-- EXTRACTED RECORDS follows --

PR #59, opened 2026-05-02
Bump default executor to 64 threads so DNS resolves don't stall the editor

bdraco:
## Summary

Yes — your hunch about executor thread count was right. The default `ThreadPoolExecutor` sizes itself to `min(32, os.cpu_count() + 4)` — about a dozen threads on a typical 8-core box. With 50+ devices, every ping sweep fans out a batch of `icmplib.async_resolve` calls (and asyncio's `getaddrinfo` underneath), all of which run in the default executor and can block on multi-second timeouts when devices are offline / mDNS-only.

When the pool saturates, **unrelated** executor work queues up behind the resolves: scanner file stats, YAML parses backing `devices/list`, secrets reads, etc. Opening the editor triggers several of those calls on page load, so the page hangs for several seconds while it waits for free workers. The log you posted shows the editor spawn at `20:59:48` and a continuous trickle of "unknown → offline (via ping)" before and after — those resolves were holding the pool.

## Fix

Set the default executor to a 64-thread `ThreadPoolExecutor` in `DeviceBuilder.start()`, right after capturing the running loop. The work the dashboard's executor sees is overwhelmingly blocked-on-I/O (DNS, file stat, subprocess wait, MQTT tcp connect), so a wider pool simply lets those run in parallel without stepping on the foreground request path. Thread name prefix `dashboard` so saturation is easy to spot in `py-spy` / thread dumps.

## Test plan

- [x] Lint clean.
- [x] Full backend suite: 274 passed, 3 skipped.
- [ ] With ~50 devices and a sweep mid-flight, opening the editor responds quickly (devices/list, components, etc. don't queue behind DNS resolves).
- [ ] Idle memory footprint is unchanged in practice — `ThreadPoolExecutor` only spawns threads on demand.

## Follow-ups (not in this PR)

If the editor stall persists after this lands, the next steps are:

- A dedicated executor for the network-bound work (DNS / pings) so it can't even compete with file I/O — keeps total threads bounded but isolates the noisy-neighbour pattern.
- Cache failed DNS resolves more aggressively to skip the timeout entirely on the next sweep.

### DIFF
--- a/esphome_device_builder/device_builder.py
+++ b/esphome_device_builder/device_builder.py
@@ -97,6 +97,18 @@ class DeviceBuilder:
 
         self._ingress_runner: web.AppRunner | None = None
 
+    def _install_default_executor(self) -> None:
+        """Register the dashboard's executor as the loop's default.
+
+        Extracted so the unit test can drive the same registration
+        path the production ``start()`` flow uses, instead of
+        re-implementing ``loop.set_default_executor(self._executor)``
+        and trivially passing even when ``start()`` stopped doing it.
+        """
+        assert self.loop is not None  # type narrowing — set in start()
+        assert self._executor is not None  # type narrowing — set in __init__
+        self.loop.set_default_executor(self._executor)
+
     async def start(self) -> None:
         """Start the application — load catalogs, initialize controllers."""
         from .controllers.auth import AuthController
@@ -109,13 +121,11 @@ class DeviceBuilder:
         from .controllers.firmware import FirmwareController
 
         self.loop = asyncio.get_running_loop()
-        # The executor itself was constructed in ``__init__`` (so
-        # callers that probe ``self._executor`` before ``start()`` see
-        # the right value); here we just register it as the loop's
-        # default. See ``_EXECUTOR_MAX_WORKERS`` for the why behind
-        # the pool size.
-        assert self._executor is not None  # type narrowing
-        self.loop.set_default_executor(self._executor)
+        # Pool itself was constructed in ``__init__`` (so callers
+        # probing ``self._executor`` pre-start see the right value);
+        # here we just register it as the loop's default. See
+        # ``_EXECUTOR_MAX_WORKERS`` for the why behind the pool size.
+        self._install_default_executor()
 
         # Initialize controllers
         self.auth = AuthController(self)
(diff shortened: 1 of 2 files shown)


bdraco:
Addressed both Copilot points + your follow-up about the magic number, all in b41affb:

1. **Executor never shut down** — pool is now held on `self._executor` (constructed in `__init__` so callers probing it pre-start see the right one), and `stop()` calls `loop.shutdown_default_executor()` to drain in-flight tasks and join the worker threads. Without this a test or external loop-owner could leave threads up while long-lived monitors / DNS probes blocked loop close.

2. **`64` should be a constant** — extracted to `_EXECUTOR_MAX_WORKERS` at module level with a doc-block on the why (asyncio's `min(32, cpu+4)` is too tight for the I/O-bound workload, 64 leaves headroom on a saturated sweep without ballooning the thread table).

3. **No coverage** — new `tests/test_executor_pool.py` covers three regressions:
   - `__init__` creates a `ThreadPoolExecutor` sized to `_EXECUTOR_MAX_WORKERS` (silent removal of the constant fails the test).
   - `run_in_executor` under `set_default_executor` lands on a `dashboard*`-prefixed thread (the editor-stall regression is locked down — moving / removing the registration breaks this).
   - `stop()` drains and clears `_executor` (a second stop is a no-op, GC can collect).

277 passed, 3 skipped.

bdraco:
Addressed both round-2 Copilot points (and your nudge that `loop.shutdown_default_executor()` is the right call) in be4a76b:

1. **`stop()` could shut down the wrong pool** — defensively re-pin `self._executor` as the loop's default *before* `shutdown_default_executor()`, so even if a third party swapped the loop default between `start()` and `stop()` we still close the pool we own.

   I briefly tried `asyncio.to_thread(executor.shutdown, wait=True)` to target our pool explicitly, but as you pointed out — `asyncio.to_thread` *uses* the loop's default executor, so it'd try to schedule `shutdown(wait=True)` on the same pool we're closing and deadlock. `loop.shutdown_default_executor()` is the asyncio-engineered idiom: it doesn't route through the executor, waits for in-flight work, and joins the worker threads.

2. **Test didn't actually exercise `start()`'s registration** — extracted `_install_default_executor()` so the unit test drives the same helper production `start()` calls. Previously the test manually re-implemented `loop.set_default_executor(...)`, so a regression where `start()` stops registering the pool would still pass. Now the helper has to disappear from `start()` for the binding to be skipped — and `test_stop_drains_executor` also asserts the pool itself is shut down (submitting work after stop raises), not just that `self._executor` was nilled out.

Lint clean, 277 tests pass, 3 skipped.

bdraco:
Three new Copilot points, all addressed in 3cce5ec:

1. **`assert` in `_install_default_executor`** — asserts get stripped under `python -O`. Replaced with explicit `raise RuntimeError` for both `self.loop is None` ("call start() first") and `self._executor is None` ("already shut down") so a real bug surfaces with a clear message instead of a downstream `AttributeError` in the loop's guts.

2. **`._max_workers` is private API** — dropped the private-attribute access. The pool is sized from `_EXECUTOR_MAX_WORKERS` at construction time; pinning the literal in the test was over-specification *and* reached into a CPython internal that could be renamed. The test now sanity-checks the constant is a positive int and trusts the constructor passed it through.

3. **`stop()` leaked the pool when `loop is None`** — real bug: the pool is created eagerly in `__init__`, so an instance built and disposed without ever calling `start()` was leaving a live `ThreadPoolExecutor` (and possibly threads) behind. New branch in `stop()` calls `executor.shutdown(wait=False)` directly when `self.loop is None` — no tasks are in flight, so the to_thread/deadlock concern doesn't apply. Added `test_stop_without_start_drains_executor` to lock the leak fix down: build, stop, assert `pool.submit(...)` raises.

Lint clean, 284 tests pass, 3 skipped.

-- EXTRACTED RECORDS concluded --

• TASK DETAILS
Take the records above and copy them out exactly.

• RESPONSE
PR #59, opened 2026-05-02
Bump default executor to 64 threads so DNS resolves don't stall the editor

bdraco:
## Summary

Yes — your hunch about executor thread count was right. The default `ThreadPoolExecutor` sizes itself to `min(32, os.cpu_count() + 4)` — about a dozen threads on a typical 8-core box. With 50+ devices, every ping sweep fans out a batch of `icmplib.async_resolve` calls (and asyncio's `getaddrinfo` underneath), all of which run in the default executor and can block on multi-second timeouts when devices are offline / mDNS-only.

When the pool saturates, **unrelated** executor work queues up behind the resolves: scanner file stats, YAML parses backing `devices/list`, secrets reads, etc. Opening the editor triggers several of those calls on page load, so the page hangs for several seconds while it waits for free workers. The log you posted shows the editor spawn at `20:59:48` and a continuous trickle of "unknown → offline (via ping)" before and after — those resolves were holding the pool.

## Fix

Set the default executor to a 64-thread `ThreadPoolExecutor` in `DeviceBuilder.start()`, right after capturing the running loop. The work the dashboard's executor sees is overwhelmingly blocked-on-I/O (DNS, file stat, subprocess wait, MQTT tcp connect), so a wider pool simply lets those run in parallel without stepping on the foreground request path. Thread name prefix `dashboard` so saturation is easy to spot in `py-spy` / thread dumps.

## Test plan

- [x] Lint clean.
- [x] Full backend suite: 274 passed, 3 skipped.
- [ ] With ~50 devices and a sweep mid-flight, opening the editor responds quickly (devices/list, components, etc. don't queue behind DNS resolves).
- [ ] Idle memory footprint is unchanged in practice — `ThreadPoolExecutor` only spawns threads on demand.

## Follow-ups (not in this PR)

If the editor stall persists after this lands, the next steps are:

- A dedicated executor for the network-bound work (DNS / pings) so it can't even compete with file I/O — keeps total threads bounded but isolates the noisy-neighbour pattern.
- Cache failed DNS resolves more aggressively to skip the timeout entirely on the next sweep.

### DIFF
--- a/esphome_device_builder/device_builder.py
+++ b/esphome_device_builder/device_builder.py
@@ -97,6 +97,18 @@ class DeviceBuilder:
 
         self._ingress_runner: web.AppRunner | None = None
 
+    def _install_default_executor(self) -> None:
+        """Register the dashboard's executor as the loop's default.
+
+        Extracted so the unit test can drive the same registration
+        path the production ``start()`` flow uses, instead of
+        re-implementing ``loop.set_default_executor(self._executor)``
+        and trivially passing even when ``start()`` stopped doing it.
+        """
+        assert self.loop is not None  # type narrowing — set in start()
+        assert self._executor is not None  # type narrowing — set in __init__
+        self.loop.set_default_executor(self._executor)
+
     async def start(self) -> None:
         """Start the application — load catalogs, initialize controllers."""
         from .controllers.auth import AuthController
@@ -109,13 +121,11 @@ class DeviceBuilder:
         from .controllers.firmware import FirmwareController
 
         self.loop = asyncio.get_running_loop()
-        # The executor itself was constructed in ``__init__`` (so
-        # callers that probe ``self._executor`` before ``start()`` see
-        # the right value); here we just register it as the loop's
-        # default. See ``_EXECUTOR_MAX_WORKERS`` for the why behind
-        # the pool size.
-        assert self._executor is not None  # type narrowing
-        self.loop.set_default_executor(self._executor)
+        # Pool itself was constructed in ``__init__`` (so callers
+        # probing ``self._executor`` pre-start see the right value);
+        # here we just register it as the loop's default. See
+        # ``_EXECUTOR_MAX_WORKERS`` for the why behind the pool size.
+        self._install_default_executor()
 
         # Initialize controllers
         self.auth = AuthController(self)
(diff shortened: 1 of 2 files shown)


bdraco:
Addressed both Copilot points + your follow-up about the magic number, all in b41affb:

1. **Executor never shut down** — pool is now held on `self._executor` (constructed in `__init__` so callers probing it pre-start see the right one), and `stop()` calls `loop.shutdown_default_executor()` to drain in-flight tasks and join the worker threads. Without this a test or external loop-owner could leave threads up while long-lived monitors / DNS probes blocked loop close.

2. **`64` should be a constant** — extracted to `_EXECUTOR_MAX_WORKERS` at module level with a doc-block on the why (asyncio's `min(32, cpu+4)` is too tight for the I/O-bound workload, 64 leaves headroom on a saturated sweep without ballooning the thread table).

3. **No coverage** — new `tests/test_executor_pool.py` covers three regressions:
   - `__init__` creates a `ThreadPoolExecutor` sized to `_EXECUTOR_MAX_WORKERS` (silent removal of the constant fails the test).
   - `run_in_executor` under `set_default_executor` lands on a `dashboard*`-prefixed thread (the editor-stall regression is locked down — moving / removing the registration breaks this).
   - `stop()` drains and clears `_executor` (a second stop is a no-op, GC can collect).

277 passed, 3 skipped.

bdraco:
Addressed both round-2 Copilot points (and your nudge that `loop.shutdown_default_executor()` is the right call) in be4a76b:

1. **`stop()` could shut down the wrong pool** — defensively re-pin `self._executor` as the loop's default *before* `shutdown_default_executor()`, so even if a third party swapped the loop default between `start()` and `stop()` we still close the pool we own.

   I briefly tried `asyncio.to_thread(executor.shutdown, wait=True)` to target our pool explicitly, but as you pointed out — `asyncio.to_thread` *uses* the loop's default executor, so it'd try to schedule `shutdown(wait=True)` on the same pool we're closing and deadlock. `loop.shutdown_default_executor()` is the asyncio-engineered idiom: it doesn't route through the executor, waits for in-flight work, and joins the worker threads.

2. **Test didn't actually exercise `start()`'s registration** — extracted `_install_default_executor()` so the unit test drives the same helper production `start()` calls. Previously the test manually re-implemented `loop.set_default_executor(...)`, so a regression where `start()` stops registering the pool would still pass. Now the helper has to disappear from `start()` for the binding to be skipped — and `test_stop_drains_executor` also asserts the pool itself is shut down (submitting work after stop raises), not just that `self._executor` was nilled out.

Lint clean, 277 tests pass, 3 skipped.

bdraco:
Three new Copilot points, all addressed in 3cce5ec:

1. **`assert` in `_install_default_executor`** — asserts get stripped under `python -O`. Replaced with explicit `raise RuntimeError` for both `self.loop is None` ("call start() first") and `self._executor is None` ("already shut down") so a real bug surfaces with a clear message instead of a downstream `AttributeError` in the loop's guts.

2. **`._max_workers` is private API** — dropped the private-attribute access. The pool is sized from `_EXECUTOR_MAX_WORKERS` at construction time; pinning the literal in the test was over-specification *and* reached into a CPython internal that could be renamed. The test now sanity-checks the constant is a positive int and trusts the constructor passed it through.

3. **`stop()` leaked the pool when `loop is None`** — real bug: the pool is created eagerly in `__init__`, so an instance built and disposed without ever calling `start()` was leaving a live `ThreadPoolExecutor` (and possibly threads) behind. New branch in `stop()` calls `executor.shutdown(wait=False)` directly when `self.loop is None` — no tasks are in flight, so the to_thread/deadlock concern doesn't apply. Added `test_stop_without_start_drains_executor` to lock the leak fix down: build, stop, assert `pool.submit(...)` raises.

Lint clean, 284 tests pass, 3 skipped.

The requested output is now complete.